# PROBLEM TO WORK ON:
Retype every line below precisely as it appears.

(Stored items)
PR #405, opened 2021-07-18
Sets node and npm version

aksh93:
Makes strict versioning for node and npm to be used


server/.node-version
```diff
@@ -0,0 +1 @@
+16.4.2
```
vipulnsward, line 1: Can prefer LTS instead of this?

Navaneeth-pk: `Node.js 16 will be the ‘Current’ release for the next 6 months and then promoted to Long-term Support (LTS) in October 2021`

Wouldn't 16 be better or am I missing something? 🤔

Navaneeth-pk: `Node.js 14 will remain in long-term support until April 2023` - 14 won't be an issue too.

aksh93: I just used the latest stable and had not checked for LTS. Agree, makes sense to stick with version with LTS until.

# FINAL ANSWER:
PR #405, opened 2021-07-18
Sets node and npm version

aksh93:
Makes strict versioning for node and npm to be used


server/.node-version
```diff
@@ -0,0 +1 @@
+16.4.2
```
vipulnsward, line 1: Can prefer LTS instead of this?

Navaneeth-pk: `Node.js 16 will be the ‘Current’ release for the next 6 months and then promoted to Long-term Support (LTS) in October 2021`

Wouldn't 16 be better or am I missing something? 🤔

Navaneeth-pk: `Node.js 14 will remain in long-term support until April 2023` - 14 won't be an issue too.

aksh93: I just used the latest stable and had not checked for LTS. Agree, makes sense to stick with version with LTS until.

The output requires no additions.